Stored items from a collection
::::::

PR #444, opened 2022-07-21
Feature/improve q control box decomp

yao-cqc:
This PR includes the following changes:

1. All the controlled decomposition methods are moved from ``Transformations`` to ``CircPool``
2. Generalise lemma 7.9 to decompose any multi-controlled SU(2) gates. This method is more efficient than ``CnU_linear_depth_decomp`` when n>9
3. Generalise the CnX Gray code decomposition method for decomposing any multi-controlled unitaries.
4. New handling for decomposing non-symbolic QControlBox.


tket/src/Circuit/CircUtils.cpp
```diff
@@ -705,6 +696,325 @@ Circuit with_controls(const Circuit &c, unsigned n_controls) {
...
+        replacement = CircPool::CnU_linear_depth_decomp(total_controls, m);
+      } else {
+        // Compute the SU(2) angles from the TK1 angles
+        std::vector<double> angles = tk1_angles_from_unitary(m);
+        if (equiv_val(angles[3], 1., 2)) {
+          // if the phase is odd, it can be absorbed into the first Rz rotation
+          angles[0] = angles[0] + 2;
+        } else if (!equiv_0(angles[3], 2)) {
+          // because it's SU(2), the phase must be integers
+          throw std::logic_error("tk1 angles don't imply SU(2)");
```
cqc-alec, line 984: Could this be a `TKET_ASSERT`?

tket/src/Circuit/CircUtils.cpp
```diff
@@ -705,6 +696,325 @@ Circuit with_controls(const Circuit &c, unsigned n_controls) {
...
+        }
+        // convert tk1 angles to zyz angles
+        std::vector<double> zyz_angles = {
+            angles[0] - 0.5, angles[1], angles[2] + 0.5};
+        replacement = CircPool::CnSU2_linear_decomp(
+            total_controls, zyz_angles[0], zyz_angles[1], zyz_angles[2]);
+      }
+    } else {
+      if (total_controls == 3 || total_controls == 4) {
```
cqc-alec, line 993: Add comment explaining this choice?

cqc-alec (changes requested):
Thank you, looking good!

tket/src/Circuit/CircUtils.cpp
```diff
@@ -717,6 +710,331 @@ Circuit with_controls(const Circuit &c, unsigned n_controls) {
...
+    unit_vector_t args = command.get_args();
+    TKET_ASSERT(!args.empty());
+    for (unsigned i = 0; i < args.size() - 1; i++) {
+      control_qubits.insert(args[i].index()[0]);
+    }
+    target_qubit = args.back().index()[0];
+    is_symmetric =
+        (op->get_type() == OpType::CZ || op->get_type() == OpType::CU1);
+    color = as_gate_ptr(op)->commuting_basis(args.size() - 1);
+    TKET_ASSERT(color != Pauli::I);
```
cqc-alec, line 772: I'm not sure we can actually assert this, because `commuting_basis()` can return `Pauli::I`. Should we throw an exception in this case, or should we handle it?

cqc-alec (commented):
Thanks! Just one thing I'm not sure about.

tket/src/Circuit/CircUtils.cpp
yao-cqc: As far as I know only ``BRIDGE`` and ``noop`` have ``Pauli::I`` ports. Since ``CnGateBlock`` is only being used in ``with_controls_numerical``,  bridges should have been rebased into ``CXs`` and ``noop `` should have been ignored. But I think an exception is more suitable here.

cqc-alec (approved):

PR #447, opened 2022-07-24
Implement `CustomPass` accepting a user-supplied circuit transformation function

cqc-alec:
…on function.


ss2165 (commented):
1. If we exposed circuit mutation methods, would it be possible to have the python function mutate the circuit directly?
2. Why not have the inner function requirement be that it returns `(Citcuit, bool)` and use the second argument in the return of the transform?

cqc-alec:
> 1. If we exposed circuit mutation methods, would it be possible to have the python function mutate the circuit directly?

Yes. That would be a lot of extra work though, whereas this allows passes to be defined with the API we have now.

>     2. Why not have the inner function requirement be that it returns `(Citcuit, bool)` and use the second argument in the return of the transform?

@yao-cqc made the same suggestion and I think it is a good one. Alternatively we could have the C++ method check if the transformed circuit is equal to the original and return `true` or `false` accordingly, which would be more reliable (for a small runtime cost).

ss2165:
1. Agreed
2. I like that, we could have both and most users would just want the automatically checked one?

cqc-alec:
>     2. I like that, we could have both and most users would just want the automatically checked one?

I think I prefer to keep it simple for now and just have the automatically-checked one.
Will also add an optional `label` parameter for more useful serialization.

tket/src/Predicates/PassGenerators.cpp
```diff
@@ -751,4 +752,20 @@ PassPtr GlobalisePhasedX(bool squash) {
   return std::make_shared<StandardPass>(precons, t, postcon, j);
 }
 
+PassPtr CustomPass(
+    std::function<Circuit(const Circuit&)> transform,
+    const std::string& label) {
+  Transform t{[transform](Circuit& circ) {
+    Circuit circ_in = circ;
+    circ = transform(circ);
+    return circ != circ_in;
```
ss2165, line 761: not sure what the performance implications are but this looks more natural to me, it might avoid a copy?
```suggestion
    Circuit circ_out = transform(circ);
    bool success circ != circ_out;
    circ = circ_out;
    return success
```

ss2165 (approved):
LGTM

yao-cqc (approved):

PR #448, opened 2022-07-25
Add additional `RebaseCustom` constructor that takes a TK2 conversion function

cqc-alec:


cqc-alec:
This will be more useful once we have a TK2 option for `FullPeepholeOptimise` (which I will work on next).

pytket/pytket/passes/auto_rebase.py
```diff
@@ -85,21 +107,29 @@ def auto_rebase_pass(gateset: Set[OpType]) -> RebaseCustom:
...
-    return RebaseCustom(
-        gateset, get_cx_decomposition(gateset), get_TK1_decomposition_function(gateset)
-    )
+    tk1 = get_TK1_decomposition_function(gateset)
+    try:
+        return RebaseCustom(gateset, tk1, get_tk2_decomposition(gateset))
+    except NoAutoRebase:
+        pass
+    try:
+        return RebaseCustom(gateset, get_cx_decomposition(gateset), tk1)
```
lmondada, line 128: The order of the parameters here is different. Is this a bug or an inconsistent API?

pytket/binders/passes.cpp
```diff
@@ -543,6 +544,28 @@ PYBIND11_MODULE(passes, m) {
...
+      "to each TK1(a,b,c)."
+      "\n\n"
+      ":param gateset: the allowed operations in the rebased circuit\n"
+      ":param tk1_replacement: a function which, given the parameters (a,b,c) "
+      "of an Rz(a)Rx(b)Rz(c) triple, returns an equivalent circuit in the "
+      "desired basis\n"
+      ":param tk2_replacement: a function which, given the parameters (a,b,c) "
+      "of an XXPhase(a)YYPhase(b)ZZPhase(c) triple, returns an equivalent "
+      "circuit in the desired basis\n"
+      ":return: a pass that rebases to the given gate set");
```
lmondada, line 567:
```suggestion
      ":param gateset: The allowed operations in the rebased circuit.\n"
      ":param tk1_replacement: A function which, given the parameters (a,b,c) "
      "of an Rz(a)Rx(b)Rz(c) triple, returns an equivalent circuit in the "
      "desired basis.\n"
      ":param tk2_replacement: A function which, given the parameters (a,b,c) "
      "of an XXPhase(a)YYPhase(b)ZZPhase(c) triple, returns an equivalent "
      "circuit in the desired basis.\n"
      ":return: A pass that rebases to the given gate set.");
```

tket/src/Circuit/CircPool.cpp
```diff
@@ -910,6 +914,23 @@ Circuit TK2_using_CX(const Expr &alpha, const Expr &beta, const Expr &gamma) {
   }
 }
 
+Circuit TK2_using_CX_optimal(
```
lmondada, line 917: I would suggest renaming this function to `TK2_using_CX` and the other `TK2_using_CX` to `normalised_TK2_using_CX`. This way we can keep consistency between the names here and in `pytket.circuit.library`.

lmondada (changes requested):

pytket/binders/passes.cpp
```diff
@@ -543,6 +544,28 @@ PYBIND11_MODULE(passes, m) {
...
+      "RebaseCustom", &gen_rebase_pass_via_tk2,
+      "Construct a custom rebase pass, given user-defined rebases for TK1 and "
+      "TK2. This pass:"
+      "\n\n"
+      "1. decomposes multi-qubit gates not in the set of gate types `gateset` "
+      "to TK2 gates;\n"
+      "2. if TK2 is not in `gateset`, replaces TK2(a,b,c) gates via the "
+      "`tk2_replacement` function;\n"
+      "3. converts any single-qubit gates not in the gate type set to TK1;\n"
+      "4. if TK2 is not in `gateset`. applies the `tk1_replacement` function "
```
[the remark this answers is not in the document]
cqc-alec: The docs formatter doesn't recognise the (1) style (just checked on the public docs page). I will change the one above to use this style.

pytket/pytket/passes/auto_rebase.py
cqc-alec: It's an inconsistent API. I thought it more natural to have TK1 before TK2 but perhaps it is better to keep consistency and have the TK1 replacement function last.

pytket/binders/passes.cpp
cqc-alec: We are inconsistent in this regard. I think I prefer uncapitalized with no full point, when it is a description and not a sentence

tket/src/Circuit/CircPool.cpp
cqc-alec: Good idea.

pytket/binders/passes.cpp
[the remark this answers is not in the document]
cqc-alec: (Or perhaps the reason was the lack of double `\n` in the docstring above. Anyway, will fix it.)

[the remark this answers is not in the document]
cqc-alec: Done.

pytket/pytket/passes/auto_rebase.py
cqc-alec: Swapped/

tket/src/Circuit/CircPool.cpp
cqc-alec: Done.

pytket/pytket/passes/auto_rebase.py
lmondada: I agree with you, but I think the change is worth it for the sake of consistency.

pytket/binders/passes.cpp
lmondada: Fine by me :)

Could you use this style for the other overload of `RebaseCustom`, so that we are at least consistent within the function?

lmondada (changes requested):

lmondada (approved):
Thanks!

PR #449, opened 2022-07-25
Fix/json metaop data

cqc-melf:
This PR tries to add the data option for the meta op, not sure if this is the right place


ss2165 (changes requested):
"data" should be added as a property of "operation", see "n_qb" as an example here: https://github.com/CQCL/tket/blob/4df582ce1c1995abbd401f0911679cd205737670/schemas/circuit_v1.json#L278

cqc-melf:
Thank you, done!

ss2165 (approved):

PR #454, opened 2022-07-26
Update from `main`

cqc-alec:


cqc-alec:
The pytket test coverage failure looks like a false alarm due to test randomization: clearly this does not change pytket test coverage in any way! I propose ignoring it.

cqc-melf (approved):

PR #457, opened 2022-07-26
Switch to quantinuum conan repo

cqc-alec:
Requires a small change to your conan configuration to build, as described in the README.

I have uploaded new versions of all the libraries in `libs` to the new repo, increasing the version numbers so that there can be no ambiguity if both repos are registered as remotes (though I'd recommend removing the old remote from config).

### DIFF
--- a/.github/workflows/build_libs.yml
+++ b/.github/workflows/build_libs.yml
@@ -79,11 +79,11 @@ jobs:
       if: matrix.os == 'ubuntu-20.04'
       run: conan profile update settings.compiler.libcxx=libstdc++11 tket
     - name: add remote
-      run: conan remote add tket-conan https://tket.jfrog.io/artifactory/api/conan/tket-conan
+      run: conan remote add tket-libs https://quantinuumsw.jfrog.io/artifactory/api/conan/tket1-libs
     - name: build ${{ matrix.lib }}
       run: conan create --profile=tket -s build_type=${{ matrix.build_type }} -o ${{ matrix.lib }}:shared=${{ matrix.shared }} libs/${{ matrix.lib }} tket/stable --build=missing
     - name: authenticate to repository
-      run: conan user -p ${{ secrets.JFROG_ARTIFACTORY_TOKEN_1 }} -r tket-conan ${{ secrets.JFROG_ARTIFACTORY_USER_1 }}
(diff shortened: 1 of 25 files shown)


.github/workflows/build_libs.yml
```diff
@@ -160,7 +160,7 @@ jobs:
         cat <<EOF > env-vars
         TKLIB=${{ matrix.lib }}
         UPLOAD_PACKAGE=${UPLOAD_PACKAGE}
-        JFROG_ARTIFACTORY_TOKEN_1=${{ secrets.JFROG_ARTIFACTORY_TOKEN_1 }}
-        JFROG_ARTIFACTORY_USER_1=${{ secrets.JFROG_ARTIFACTORY_USER_1 }}
+        JFROG_ARTIFACTORY_TOKEN_2=${{ secrets.JFROG_ARTIFACTORY_TOKEN_2 }}
+        JFROG_ARTIFACTORY_USER_2=${{ secrets.JFROG_ARTIFACTORY_USER_2 }}
```
cqc-melf, line 164: Why are we not using the secrets directly?

libs/tkwsm/test/SolvingProblems/test_RandomGraphs.cpp
```diff
@@ -376,11 +376,11 @@ SCENARIO(
     entry = -1;
   }
   TestParameters params;
-  params.timeout = 30000;
+  params.timeout = 60000;
```
cqc-melf, line 379: Why is this changed? Is the interaction longer?

.github/workflows/build_libs.yml
cqc-alec: Because they are not directly accessible from within the `linuxbuildlib` script: they need to be passed as environment variables.

cqc-melf (commented):
Only a few questions.

libs/tkwsm/test/SolvingProblems/test_RandomGraphs.cpp
cqc-alec: I found I needed to increase it because the coverage test was failing with a timeout here. (It was only slightly over 30000 but I changed it to 60000 to be on the safe side.)

cqc-alec: https://github.com/CQCL/tket/runs/7524375317

cqc-melf: Perfect, thank you!

cqc-melf (approved):

PR #143, opened 2023-07-07
fix: use new css repo for component classes

AnnaRybkina:
Now that we have own new css repo which contains component-classes we need to update dependencies and imports

- [x] bump to the latest version of the css before merge

### DIFF
--- a/dev.js
+++ b/dev.js
@@ -12,12 +12,18 @@ const {
       short: 'c',
     },
     externalClasses: {
-      type: 'boolean',
+      type: 'string',
     },
     externalizeClasses: {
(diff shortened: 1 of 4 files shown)


dev.js
```diff
@@ -12,14 +12,20 @@ const {
       short: 'c',
     },
     externalClasses: {
-      type: 'boolean',
+      type: 'string',
```
siljec, line 15: I see that it is used like this:
` const safeExternalClasses = options.externalClasses || [];`

should it be `string[]`?

siljec (approved):

PR #146, opened 2023-08-14
fix: add font-bold to t1-t6 and use those classes to ref h1-h5

BalbinaK:
Titles in WARP should always have bold font, which has been the case in Figma for T1-T6 styles, but was missed in our uno preset. This PR fixes it and also makes those t1-t6 classes the reference for h1-h5 classes.


AnnaRybkina (approved):
Looks good to me 💪 🚢

PR #147, opened 2023-08-15
fix(display.js): align order of css for display classes with fabric.css

BalbinaK:
The order of CSS for display classes is now aligned with [fabric.css](https://assets.finn.no/pkg/@fabric-ds/css/1.2.0/fabric.min.css) that Warp should be based on. This fixes e.g. issues with `flex` class not overriding any other default display style of a given element, like it used to in Fabric.


siljec (approved):
🎉

PR #148, opened 2023-08-16
fix: update & align unocss dependencies

BalbinaK:
When latest (0.55.0) `unocss` package version was installed, an error was thrown from a lower version of `@unocss/core`:

```
import { escapeSelector, createValueHandler, isString, escapeRegExp, CountableSet, BetterMap } from '@unocss/core';
                                                                     ^^^^^^^^^^^^
SyntaxError: The requested module '@unocss/core' does not provide an export named 'CountableSet'
    at ModuleJob._instantiate (node:internal/modules/esm/module_job:128:21)
```

Aligning the two dependencies in this PR fixes the error but some tests had to be slightly adjusted, too.

By the way, `@warp-ds/css` was updated to `1.0.0-alpha.37` and a deprecated `resets.min.css` file was replaced with `resets.css`.

- [x] test with React components (disabled button seemed to not get the right text colour)

### DIFF
--- a/package.json
+++ b/package.json
@@ -38,7 +38,7 @@
   "license": "Apache-2.0",
   "dependencies": {
     "@unocss/core": "^0.55.1",
-    "@unocss/preset-mini": "^0.55.1"
+    "@unocss/preset-mini": "^0.52.7"
   },
   "devDependencies": {
     "@rollup/plugin-node-resolve": "^15.0.1",
--- a/package.json
+++ b/package.json
@@ -37,26 +37,26 @@
   "author": "@djh",
   "license": "Apache-2.0",
   "dependencies": {
-    "@unocss/core": "^0.50.6",
-    "@unocss/preset-mini": "^0.50.6"
+    "@unocss/core": "^0.55.1",
+    "@unocss/preset-mini": "^0.55.1"
   },
   "devDependencies": {
     "@rollup/plugin-node-resolve": "^15.0.1",
     "@semantic-release/changelog": "^6.0.2",
     "@semantic-release/git": "^10.0.1",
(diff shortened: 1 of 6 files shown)


test/general.js
```diff
@@ -31,7 +31,7 @@ test(`autocomplete doesn't throw`, async ({ uno }) => {
 });
 
 test(`the HTML parser is sane`, async ({ uno }) => {
-  const { css } = await uno.generate(`<div class="before:content-['before-stuff'] sm:grid"></div>`);
+  const { css } = await uno.generate([`before:content-['before-stuff']`, 'sm:grid']);
```
BalbinaK, line 34: There was an issue with `"` and `'` in the same string, causing unocss to not generate any css for these classes.

package.json
```diff
@@ -37,26 +37,26 @@
   "author": "@djh",
   "license": "Apache-2.0",
   "dependencies": {
-    "@unocss/core": "^0.50.6",
-    "@unocss/preset-mini": "^0.50.6"
+    "@unocss/core": "^0.55.1",
+    "@unocss/preset-mini": "^0.52.7"
```
BalbinaK, line 41: This dependency has to be at 0.52.7 for now. 
In [0.53.0](https://github.com/unocss/unocss/pull/2714) pseudo variants generation order changes.
That causes changes to css order for classes that control the same CSS properties,
which results in bugs in our components (e.g. Button disabled gets a non-disabled text color).
Before we update this package, we should change the way we assign utility classes to components
when they control the same CSS properties.

siljec: Nice, here's the ticket to do that btw: https://nmp-jira.atlassian.net/browse/WARP-231

siljec (approved):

::::::

- **WHAT TO DO**
In the data above, each line holding "OpType" is to be found and copied.

- **EXPECTED ANSWER**
+        (op->get_type() == OpType::CZ || op->get_type() == OpType::CU1);
@@ -85,21 +107,29 @@ def auto_rebase_pass(gateset: Set[OpType]) -> RebaseCustom:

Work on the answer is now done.